In the preceding figure, a pipeline handling a dry gas (gas A) will be operating a single-phase mode from its inlet through its outlet. For this case, any of the popular single-phase gas equations (Weymouth, Panhandle type, AGA equation) can be used for design purposes and to help to predict the actual operational curve (P-T trace). If a richer gas comes into the system (gas C), it will show a single-phase condition at the inlet, but after a certain distance the pressure and temperature conditions will be within the two-phase region. The case might also be that the system is transporting a wetter gas (gas D), in which case it would encounter two-phase conditions both at the inlet and at the outlet of the pipe.

Penn State has devoted a great deal of effort in the development of two-fluid models for the description of multi-phase flow condition in natural gas pipelines. In this approach, mass, momentum, and energy equations are solved simultaneously. Some simplifying assumptions are made based on engineering judgment. For instance, the knowledge of averaged flow field characteristics and fluid properties at every point of the pipeline is usually more meaningful than a detailed profile of the said properties within the cross section. Hence, generally speaking, the two-fluid model always deals with conservation equations written only in one dimension for pipeline flow (the direction of the flow along the pipe), employing cross-sectional-averaged values for each term. The use of averaged quantities absorbs the variations across the pipe section. Pressures and temperatures are assumed to be the same in both phases at any given point of the pipe. Additionally, since the main interest is to focus on normal operation conditions, the further simplification of steady state conditions is invoked.

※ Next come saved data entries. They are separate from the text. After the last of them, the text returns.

PR #763, opened 2018-07-20
fix pdf generation in prescence of hidden pages

KristofferC:
`hide(page)` inserts a four-component tuple into `doc.user.pages`. This case is unhandled in the `files!` function of the `LaTeXWriter`. This means that generating pdf for the manual in Julia Base is currently broken since it uses hidden pages.

This should hopefully fix that. With this patch, the pdf is generated. FWIW a "naked" four-component tuple like this feels a bit brittle.

### DIFF
--- a/src/Writers/LaTeXWriter.jl
+++ b/src/Writers/LaTeXWriter.jl
@@ -506,6 +506,14 @@ function files!(out::Vector, v::Vector, depth)
     return out
 end
 
+# Tuples comde from `hide(page)` with either
+# (visible, nothing,    page,         children) or
+# (visible, page.first, pages.second, children)
+function files!(out::Vector, v::Tuple, depth)
+    files!(out, v[2] == nothing ? v[3] : v[2] => v[3], depth)
+    files!(out, v[4], depth)
+end
+
 files!(out, s::AbstractString, depth) = push!(out, ("", s, depth))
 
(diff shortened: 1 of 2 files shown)


src/Writers/LaTeXWriter.jl
```diff
@@ -506,6 +506,14 @@ function files!(out::Vector, v::Vector, depth)
     return out
 end
 
+# Tuples comde from `hide(page)` with either
```
tpapp: typo comde => come

src/Writers/LaTeXWriter.jl
```diff
@@ -506,6 +506,14 @@ function files!(out::Vector, v::Vector, depth)
...
+# (visible, nothing,    page,         children) or
+# (visible, page.first, pages.second, children)
+function files!(out::Vector, v::Tuple, depth)
+    files!(out, v[2] == nothing ? v[3] : v[2] => v[3], depth)
```
tpapp: just a suggestion: for v0.7-only code,
```julia
function files!(out::Vector, 
                (_, firstpage, secondpage, children)::NamedTuple{(:visible, :firstpage, :secondpage, :children)},
                depth)
    files!(out, firstpage == nothing ? secondpage : firstpage => secondpage, depth)
    files!(out, children, depth)
end
```
could be more informative without requiring an explicit type (with the same change in the caller).

PR #764, opened 2018-07-23
Support inline html output

JackDunnNZ:
As suggested in https://github.com/JuliaDocs/Documenter.jl/issues/728#issuecomment-400273235

I'm unsure about the best order of the various outputs, but if `text/html` is being used for interactive graphics it should probably come ahead of static images in case both are supported.


mortenpi:
Thanks! I think this is a good thing to have, although I am wondering if this should be an opt-in? Is there a case where you might want to show `text/plain` instead of `text/html`, even if it has a corresponding `show` method defined?

* As for the ordering -- `text/html` should be the very first one, I guess? E.g. for interactive plots. Also, I believe Jupyter/IJulia has this hierarchy somewhere defined as well, so it might be a good idea to be consistent with them. 
* There should be a test for this in `test/examples/`. You can look at #738 / #759 to see how it was done for the other formats. Some simple SVG+HTML+JS combo might be best as a proof of concept.

JackDunnNZ:
Yeah, I am not sure about the overall organization and fallbacks etc, your opinion would be useful. I think IJulia asks you to use `display` to show a different mime, so maybe that is a good approach to take here, i.e. finishing the block with

```
display("text/plain", x)  # hide
```

I have updated to match the ordering in IJulia as listed [here](https://github.com/JuliaLang/IJulia.jl/blob/bb438dc04003039a3168fff9ca1a4625f3b08e2c/src/inline.jl#L7)

Also added a simple example SVG with some JS interactivity

fredrikekre:
I think this is fine, most objects does not define a show for html anyway, and those who do probably want them to be used.

mortenpi:
Agreed. If there are some corner cases, we can deal with them then.

PR #769, opened 2018-07-27
Allow HTTP/2 in link-checks

timholy:
This supports `HTTP/2` headers when checking the validity of links.


mortenpi:
LGTM, thanks!

PR #293, opened 2024-09-12
fix: remove SiteMask and SiteMaskLogging

fstagni:
Follows https://github.com/DIRACGrid/DIRAC/pull/7762


fstagni:
Ready for merge, please review (really simple).

PR #296, opened 2024-09-16
Refactor Job manager routes

### LINKED ISSUE #22: JobManagerHandler conversion

ryuwd:
- Renamed from `job_manager` to `jobs`
- Split into multiple modules 
- Removed some endpoints in favour of expressing the desired operation(s) as bulk job status changes
- Major refactor of `reschedule_job` to respect the job state machine
- significantly reduce the number of statements/queries generated in bulk operations

For #22 
Needs https://github.com/DIRACGrid/DIRAC/pull/7794 

closes #22, #341
TODO:
- [x] Tests passing
- [x] Check rescheduling and resetJob
- [x] fix bug in job state machine when rescheduling in JobDB
- [x] make rescheduling and reset job tests a bit more rigorous to check I did not break anything
- [x] regenerate client methods with autorest
- [x] use `config` object to pull out `MaxRescheduling` from the CS instead of making a property in JobDB


diracx-db/src/diracx/db/sql/utils/job_status.py
```diff
@@ -16,11 +16,47 @@
...
+                    job_logging_db,
+                    task_queue_db,
+                    background_task,
+                    force=force,
+                )
+            )
+            for job_id, status_dict in job_update.items()
+        ]
+
+    return {job_id: status for job_id, status in zip(job_update.keys(), results)}
```
chrisburr, line 49: I think you have to call `.result()` on the tasks?

I think this would be clearer:

```suggestion
    async with ForgivingTaskGroup() as tg:
        tasks = {
            job_id: tg.create_task(
                set_job_status(
                    job_id,
                    status_dict,
                    config,
                    job_db,
                    job_logging_db,
                    task_queue_db,
                    background_task,
                    force=force,
                )
            )
            for job_id, status_dict in job_update.items()
        }

    return {k: v.result() for k, v in tasks.items()}
```

ryuwd:
[65da423](https://github.com/DIRACGrid/diracx/pull/296/commits/65da42324681ace611a2618fca1e62a422064bf3) is the start of using bulk insert/update statements in the job manager, and are supposed to be significantly faster than lots of single insert/update statements. I started with rescheduling and job status updates.

diracx-db/src/diracx/db/sql/utils/job_status.py
```diff
@@ -108,112 +119,110 @@ async def reschedule_job(
...
-
-    # Replace the JobID placeholder if any
-    jobJDL = jobJDL.replace("%j", str(job_id))
+    # BULK JDL UPDATE
+    # DATABASE OPERATION
 
     # Update JDL (Should we be doing this here?)
-    result = await job_db.setJobJDL(job_id, jobJDL)
+    # DATABASE OPERATION
+    await job_db.setJobJDLsBulk(jdl_changes)
```
ryuwd, line 212: I should check which rows were successfully updated in the previous operation and exclude unsuccessful updates from the JDL update statement.

ryuwd:
@fstagni do you have any view on things to watch out for with bulk inserts and updates, based on previous experience in DIRAC? I can foresee some risks of things becoming inconsistent, which could be mitigated by reducing the batch sizes or carefully checking the input and results of each statement execution.

diracx-core/src/diracx/core/config/schema.py
```diff
@@ -159,6 +159,56 @@ class OperationsConfig(BaseModel):
...
+    Services: dict[str, Any] | None = None
+    Agents: dict[str, Any] | None = None
+    JobWrapper: dict[str, Any] | None = None
+    Databases: DatabasesConfig
+    Executors: dict[str, Any] | None = None
+    FailoverURLs: dict[str, Any] | None = None
+
+
+class WorkloadManagementConfig(BaseModel):
+    Production: ProductionConfig | None = None
```
aldbr, line 193: I think you can delete this part (since https://github.com/DIRACGrid/DIRAC/pull/7186  was merged)
```suggestion
class WorkloadManagementConfig(BaseModel):
    Production: ProductionConfig | None = None
```

diracx-core/src/diracx/core/config/schema.py
```diff
@@ -159,6 +159,56 @@ class OperationsConfig(BaseModel):
...
+    Configuration: dict[str, Any] | None = None
+    Framework: dict[str, Any] | None = None
+    DataMangement: dict[str, Any] | None = None
+    Monitoring: dict[str, Any] | None = None
+    ProductionManagement: dict[str, Any] | None = None
+    RequestManagement: dict[str, Any] | None = None
+    ResourceStatus: dict[str, Any] | None = None
+    StorageManagement: dict[str, Any] | None = None
+    Transformation: dict[str, Any] | None = None
+    WorkloadManagement: WorkloadManagementConfig | None = None
```
aldbr, line 208: And therefore change this line:

```suggestion
    WorkloadManagement: ProductionConfig | None = None
```

May be `ProductionConfig` is not the most appropriate name here now though. What about having a generic `SystemConfig` with `URLS, Services, Agents, Databases, Executors, FailoverURLs` and a `WorkloadManagementConfig` inheriting from `SystemConfig` with `JobWrapper`?

diracx-core/src/diracx/core/exceptions.py
```diff
@@ -39,6 +39,15 @@ class InvalidQueryError(DiracError):
...
 
 class JobNotFound(Exception):
-    def __init__(self, job_id: int):
+    def __init__(self, job_id: int, detail: str | None = None):
         self.job_id: int = job_id
-        super().__init__(f"Job {job_id} not found")
+        super().__init__(f"Job {job_id} not found" + (" ({detail})" if detail else ""))
+
+
+class JobException(Exception):
```
aldbr, line 47: Based on https://github.com/DIRACGrid/diracx/pull/334, not merged yet:

```suggestion
class JobError(Exception):
```

diracx-testing/src/diracx/testing/__init__.py
```diff
@@ -451,6 +451,50 @@ def with_config_repo(tmp_path_factory):
                 }
             },
             "Operations": {"Defaults": {}},
+            "Systems": {
+                "WorkloadManagement": {
+                    "Production": {
```
aldbr, line 456:
```suggestion
```

diracx-routers/src/diracx/routers/jobs/submission.py
```diff
@@ -0,0 +1,204 @@
...
+            self.userProperties = user_info.properties
+            self.jobDB = None
+            self.allInfo = allInfo
+            self._permissions: dict[str, bool] = {}
+            self._getUserJobPolicy()
+
+    # Check job submission permission
+    policyDict = returnValueOrRaise(DiracxJobPolicy(user_info).getJobPolicy())
+    if not policyDict[RIGHT_SUBMIT]:
+        raise HTTPException(HTTPStatus.FORBIDDEN, "You are not allowed to submit jobs")
```
aldbr, line 103: Is it still needed now that we have the `check_permissions` function at line 80?

diracx-routers/src/diracx/routers/jobs/submission.py
```diff
@@ -0,0 +1,204 @@
...
+    JobDB,
+    JobLoggingDB,
+)
+from ..fastapi_classes import DiracxRouter
+from ..utils.users import AuthorizedUserInfo, verify_dirac_access_token
+from .access_policies import ActionType, CheckWMSPolicyCallable
+
+logger = logging.getLogger(__name__)
+
+router = DiracxRouter(dependencies=[has_properties(NORMAL_USER | JOB_ADMINISTRATOR)])
```
aldbr, line 29: Same here, do we still have to include the `dependencies` parameter here now that we have the access policies?

```suggestion
router = DiracxRouter()
```

diracx-testing/src/diracx/testing/__init__.py
ryuwd: do I remove the entire key?

diracx-routers/src/diracx/routers/jobs/submission.py
ryuwd: Assuming `check_permissions` should do the right thing I removed this

diracx-testing/src/diracx/testing/__init__.py
ryuwd: Where will `MaxRescheduling` be now, do you think?

diracx-core/src/diracx/core/exceptions.py
ryuwd: done!

diracx-routers/src/diracx/routers/jobs/submission.py
ryuwd: hmm, but now we get a failing test:

```
FAILED diracx-routers/tests/test_job_manager.py::test_user_without_the_normal_user_property_cannot_submit_job - AssertionError: [{'JobID': 1, 'MinorStatus': 'Job accepted', 'Status': 'Received', 'TimeStamp': '2024-12-14T19:45:24.667029Z'}]
assert 200 == <HTTPStatus.FORBIDDEN: 403>
 +  where 200 = <Response [200 OK]>.status_code
 +  and   <HTTPStatus.FORBIDDEN: 403> = HTTPStatus.FORBIDDEN
```

diracx-db/src/diracx/db/sql/job/db.py
```diff
@@ -42,6 +47,29 @@ def _get_columns(table, parameters):
...
+        return list(range(start_id, start_id + len(rows)))
+    elif conn.engine.name == "sqlite":
+        # Bulk insert for SQLite
+        if conn.engine.dialect.server_version_info >= (3, 35, 0):
+            results = await conn.execute(table.insert().returning(table.c.JobID), rows)
+            return [row[0] for row in results]
+        else:
+            await conn.execute(table.insert(), rows)
+            start_id = await conn.scalar("SELECT last_insert_rowid()")
+            return list(range(start_id, start_id + len(rows)))
```
ryuwd, line 68: We can't do this!

diracx-core/src/diracx/core/config/schema.py
```diff
@@ -159,6 +159,56 @@ class OperationsConfig(BaseModel):
...
 
 
+class DBConfig(BaseModel):
+    DBName: str
+    Host: str
+    Port: int
+
+
+class JobDBConfig(DBConfig):
+    MaxRescheduling: int = 3
```
ryuwd, line 169: Move this to Services  `JobSchedulingConfig` further up

diracx-db/src/diracx/db/sql/job/db.py
```diff
@@ -189,243 +238,178 @@ async def getJobJDL(self, job_id: int, original: bool = False) -> str:
...
+            JobJDLs.__table__,
+            [
+                {
+                    "JDL": "",
+                    "JobRequirements": "",
+                    "OriginalJDL": compressJDL(original_jdl),
+                }
+                for original_jdl, _ in original_jdls
+            ],
+        )
```
ryuwd, line 298: We need to do single row inserts for this to be safe when creating job IDs. use asyncio taskgroup to do it

diracx-core/src/diracx/core/config/schema.py
ryuwd: And update the tests https://github.com/DIRACGrid/diracx/blob/main/diracx-cli/tests/legacy/cs_sync/integration_test.cfg nd the yaml.

ryuwd:
@chrisburr @aldbr once the tests fully pass I think this is ready to merge

extensions/gubbins/gubbins-db/src/gubbins/db/sql/jobs/db.py
```diff
@@ -40,7 +40,7 @@ async def getJobJDL(  # type: ignore[override]
         info = (await self.conn.execute(stmt)).scalar_one()
         return {"JDL": jdl, "Info": info}
 
-    async def setJobAttributes(self, job_id, jobData):
+    async def setJobAttributesBulk(self, jobData):
```
aldbr, line 43: FYI, this is not yet enforced, but once https://github.com/DIRACGrid/diracx/pull/334 will be merged, we will have to use snake case for function/method names.

diracx-testing/src/diracx/testing/__init__.py
aldbr: > do I remove the entire key?

The key `Production` should be removed, and its value should be associated directly to the `WorkloadManagement` key

extensions/gubbins/gubbins-db/src/gubbins/db/sql/jobs/db.py
ryuwd: (I would like to merge this before it gets too out of sync again and we fall into a cycle of never merging it)

diracx-routers/tests/test_job_manager.py
aldbr, line 1: This file is becoming large and will keep growing through time.
I would split and organize it into different test files the same way you split and organize the logic of the job manager to keep things readable. What do you think?

ryuwd: Very happy to do that - but this PR is getting also very large and unwieldy. I would be happy to defer the refactoring of the tests to an issue / downstream development, but I am afraid I am running out of time to work on this and we run the risk of letting this go on the backburner and going out of sync again. I can make an issue about it

diracx-routers/src/diracx/routers/jobs/status.py
```diff
@@ -0,0 +1,144 @@
...
+    WARNING: This endpoint has been implemented for the compatibility with the legacy DIRAC WMS
+    and the JobCleaningAgent. However, once this agent is ported to diracx, this endpoint should
+    be removed, and a status change to Deleted (PATCH /jobs/status) should be used instead for any other purpose.
+    """
+    await check_permissions(action=ActionType.MANAGE, job_db=job_db, job_ids=job_ids)
+    # TODO: Remove once legacy DIRAC no longer needs this
+
+    # TODO: implement job policy
+    # Some tests have already been written in the test_job_manager,
+    # but they need to be uncommented and are not complete
```
aldbr, line 57: Are these comments still valid?

diracx-client/src/diracx/client/generated/_client.py
```diff
@@ -19,6 +19,7 @@
     AuthOperations,
     ConfigOperations,
     JobsOperations,
+    LollygagOperations,
```
chrisburr, line 22: This looks wrong

extensions/gubbins/gubbins-db/src/gubbins/db/sql/jobs/db.py
aldbr: Yes sure, it just to inform you, but yes I will adjust https://github.com/DIRACGrid/diracx/pull/334 once this PR is merged.

diracx-routers/tests/test_job_manager.py
aldbr: Alright: https://github.com/DIRACGrid/diracx/issues/345

ryuwd: Thanks for that!

diracx-db/src/diracx/db/sql/job/db.py
```diff
@@ -132,7 +124,7 @@ async def setJobAttributes(self, job_id, jobData):
         stmt = update(Jobs).where(Jobs.JobID == job_id).values(jobData)
         await self.conn.execute(stmt)
 
-    async def _checkAndPrepareJob(
```
aldbr, line 135: Do we need this method to be public?

ryuwd: It is used here

https://github.com/DIRACGrid/diracx/pull/296/files/1fb0f3aca4363c53eb1184880710f68baca40fba#diff-fdc6b06128306e37f88bb6e97b63e6bd65f3eec257ebce11d5dc33e6e3511c1eR140

Rescheduling could probably be further refactored, but it can't be moved inside jobdb because of other DB dependencies involved. Something that might be worth revisiting.

diracx-db/src/diracx/db/sql/job/db.py
```diff
@@ -189,243 +206,187 @@ async def getJobJDL(self, job_id: int, original: bool = False) -> str:
...
-                    "MinorStatus": JobMinorStatus.MAX_RESCHEDULING,
-                },
-            )
-            raise ValueError(
-                f"Maximum number of reschedulings is reached: {self.maxRescheduling}"
+                if class_ad_job.lookupAttribute("InputData"):
+                    inputData = class_ad_job.getListFromExpression("InputData")
+                    inputdata_to_insert += [
+                        {"JobID": job_id, "LFN": lfn} for lfn in inputData if lfn
+                    ]
```
aldbr, line 340: I am wondering whether it makes sense to have all this logic in the data access layer rather than in the router (at least part of it).

I haven't checked carefully, but it looks like the part dealing with `JobManifest` and `ClassAd` have not much to do with the DB, am I wrong?

diracx-db/src/diracx/db/sql/job/db.py
aldbr: Ah yes indeed sorry, I did not check that file yet

diracx-db/src/diracx/db/sql/utils/job_status.py
aldbr, line 1: Similar to my previous comment:: https://github.com/DIRACGrid/diracx/pull/296#discussion_r1886986003

I wonder if it makes sense to have such a complex logic on the data access layer side. I would keep the DAL simple (only dealing with DB interactions) and move the complex logic to the router (business logic layer).

It would isolate the responsibilities of each layer
Any opinion?

diracx-db/src/diracx/db/sql/job/db.py
ryuwd: I think that sounds very sensible to me - are you happy for me to move all of this into the router, or perhaps into a utility module in the routers?

diracx-db/src/diracx/db/sql/utils/job_status.py
ryuwd: Same here -- very sensible suggestions. I can move these functions into a routers utility module, if that sounds reasonable?

aldbr: I would "simply" move the content of  `reschedule_jobs_bulk`, `set_job_status_bulk`  and `remove_jobs` into their routes (`routers/jobs/status`): `reschedule_bulk_jobs`, `set_job_statuses` and `remove_bulk_jobs` respectively.

diracx-db/src/diracx/db/sql/job/db.py
aldbr: IIUC:

- This bloc of code could move to the router. Then you would probably call a DB method to insert the original JDLs https://github.com/DIRACGrid/diracx/blob/1fb0f3aca4363c53eb1184880710f68baca40fba/diracx-db/src/diracx/db/sql/job/db.py#L237-L252
- Then the following bloc of code could also go into the router, and may become a utility function such as `check_and_prepare_jdl` (you would remove the `checkAndPrepareJob` function from the `db` class and would add its content into the new `check_and_prepare_jdl`): https://github.com/DIRACGrid/diracx/blob/1fb0f3aca4363c53eb1184880710f68baca40fba/diracx-db/src/diracx/db/sql/job/db.py#L270-L340
- The remaining lines are responsible for inserting the JDL, the job and its inputs into the DB, and should become the content of `insert_bulk` I would say.

What do you think?

ryuwd: Done, but JobDB tests relied on most or all of this logic being inside job DB... can't import the utility fn from routers because of (presumably) a cyclic dependency. Even more confusing as everything runs just fine locally for me. It is very tempting to `pytest.skip`... but it could be something we could resolve by tweaking the CI environment too. what do now?

ryuwd: We agreed to keep these as utility functions inside `diracx-db` in case agents will need to call them (i.e. not via the API/services)

aldbr (approved):

PR #299, opened 2024-09-17
feat: lock file while read, write and refresh token

### LINKED ISSUE #133: Use file locking to prevent multiple processes using the refresh token at the same time

natthan-pigoux:
closes #133

Tests can be performed on `read/write_credentials`, and the client (probably simpler if we do it through `get_token` directly). Test cases:
- [x] (`read/write_credentials` and `get_token`) multiple processes attempting to read or write to the credentials file simultaneously.
- [x] (`read/write_credentials`) credentials file is missing, empty, invalid.
- [x] (`get_token`) token exists and is valid, credentials file is missing, empty, invalid, token needs to be refreshed, refresh token valid/invalid.

### DIFF
--- a/diracx-cli/src/diracx/cli/__init__.py
+++ b/diracx-cli/src/diracx/cli/__init__.py
@@ -10,7 +10,7 @@ from diracx.client.aio import DiracClient
 from diracx.client.models import DeviceFlowErrorResponse
 from diracx.core.extensions import select_from_extension
 from diracx.core.preferences import get_diracx_preferences
-from diracx.core.utils import write_credentials
+from diracx.core.utils import read_credentials, write_credentials
 
 from .utils import AsyncTyper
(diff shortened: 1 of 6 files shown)


aldbr:
@natthan-pigoux 

- I fixed the `mypy` issues
- I split the test in 2 different files to avoid importing `diracx-client` within `diracx-core`
- I simplified a few parts in the tests (by using the `tmp_path` fixture for instance)
- The logic to test file locking looked robust in terms of evolutivity but sounds complex to debug and flaky (e.g. use of `time.sleep`). I decided to mock `flock` instead, it's less robust (we would need change the tests if we use something else), but it looks like more deterministic, quicker, and easier to understand. If you are against that change, we can discuss.

chaen (approved):

PR #312, opened 2024-10-17
feat(auth): add scope documentation

aldbr:
Add documentation about the scope following https://github.com/DIRACGrid/diracx/pull/300

The same string is repeated at 3 different locations in the code. While it is cumbersome (developers would need to update every instances of the doc to avoid any discrepancy, which will likely happen at some point), I don't see any other way of doing that as openapi reads the static documentation and I find it convenient to have the details when using the CLI or the openapi document.

Any opinion?

### DIFF
--- a/diracx-cli/src/diracx/cli/__init__.py
+++ b/diracx-cli/src/diracx/cli/__init__.py
@@ -38,12 +38,34 @@ def vo_callback(vo: str | None) -> str:
 
 @app.async_command()
 async def login(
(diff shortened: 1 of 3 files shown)


chaen:
I think it is fine as it is. If really  it is too much of an issue, you can put this in a constant, and set the `__docs__` of a function to that constant. But I really don't think it's needed

chaen (approved):

Issue #34, opened 2023-06-30
Enable more ruff rulesets


chrisburr:
Currently we're missing a bunch of rules to ruff which are probably useful, e.g. `RUF`.

PR #334, opened 2024-12-02
feat(pyproject): add `N` (pep8 naming) rule to ruff config...

aldbr:
...Before it becomes too inconsistent.

Partially solves https://github.com/DIRACGrid/diracx/issues/34

It seems there is no clear choice for the attributes of the SQL Alchemy classes and we actually write them in 2 different ways:

- snake case (this is how it is presented in the SQLAlchemy documentation): https://github.com/DIRACGrid/diracx/blob/34095d8a37f5a9005a0381df054fa5f6fd4d8bae/diracx-db/src/diracx/db/sql/auth/schema.py#L40-L48

- camel case: https://github.com/DIRACGrid/diracx/blob/34095d8a37f5a9005a0381df054fa5f6fd4d8bae/diracx-db/src/diracx/db/sql/job/schema.py#L65-L70

We should probably make an opinionated choice and specify it in `CODING_CONVENTION.md`.
Any opinion?

Needs: https://github.com/DIRACGrid/DIRAC/pull/7968


fstagni:
snake_case ...?

chaen:
`snake_case` definitely, BUT the reason for having the Camel case is the compatibility with DIRAC :-) it just started because of the prototype.
So indeed, the attributes should be xnake case, but the column name has to be Caml case

aldbr:
Alright, I converted the attributes to snake_case and the column name in PascalCase.
So even the `Auth` SQLAlchemy classes, which are new, follow the same pattern in order to remain consistent.

aldbr:
I guess this error is expected: https://github.com/DIRACGrid/diracx/actions/runs/12135284425/job/33834028304?pr=334#step:14:205

Because I modified the DB schema of `AuthDB`. The pipeline should be fixed once the PR will be merged if I understand correctly (the new schema will be included in the `diracx/services:dev` image).

chrisburr (approved):

PR #356, opened 2024-12-19
Fix job attribute update to account for mismatching columns between rows

ryuwd:
cc @aldbr


ryuwd:
OK, test added @aldbr !

aldbr (approved):

PR #364, opened 2025-01-10
fix: added jsonrpc for autorest

fstagni:


fstagni:
The CI for the other PRs is failing to run `autorest`, with message like

```
 Traceback (most recent call last):
  File "<frozen runpy>", line 198, in _run_module_as_main
  File "<frozen runpy>", line 88, in _run_code
  File "/home/runner/.autorest/@autorest_python@6.27.3/node_modules/@autorest/python/autorest/jsonrpc/server.py", line 12, in <module>
    from jsonrpc import dispatcher, JSONRPCResponseManager
ModuleNotFoundError: No module named 'jsonrpc'
```

so I simply added `jsonrpc` in this PR and now autorest works. It turns out that now `pip check` fails. So, question is, should I add `jsonrpc` in the container images?

fstagni:
> The CI for the other PRs is failing to run `autorest`, with message like
> 
> ```
>  Traceback (most recent call last):
>   File "<frozen runpy>", line 198, in _run_module_as_main
>   File "<frozen runpy>", line 88, in _run_code
>   File "/home/runner/.autorest/@autorest_python@6.27.3/node_modules/@autorest/python/autorest/jsonrpc/server.py", line 12, in <module>
>     from jsonrpc import dispatcher, JSONRPCResponseManager
> ModuleNotFoundError: No module named 'jsonrpc'
> ```
> 
> so I simply added `jsonrpc` in this PR and now autorest works. It turns out that now `pip check` fails. So, question is, should I add `jsonrpc` in the container images?

Oh and I did not check why it "suddenly" fails, it's probably because of some dependency dropped somewhere.

fstagni:
Looks like not needed.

As we have discussed, phase behavior is a crucial component in pipeline design. Not only because we need to account for gas volumetric behavior in the design equations (through, for instance, Z-factor calculations), but also because it provides a means for predicting whether multi-phase flow conditions are to be found. Liquid appearance in natural gas pipelines is as undesirable as it is inevitable. On one side, the fluid phase behavior and prevailing conditions make it inevitable. On the other, the condensate subjects the gas pipe to an increasing and undesirable energy loss. Thus, a proper pipeline design must account for the effect of condensate formation on the performance of the gas line.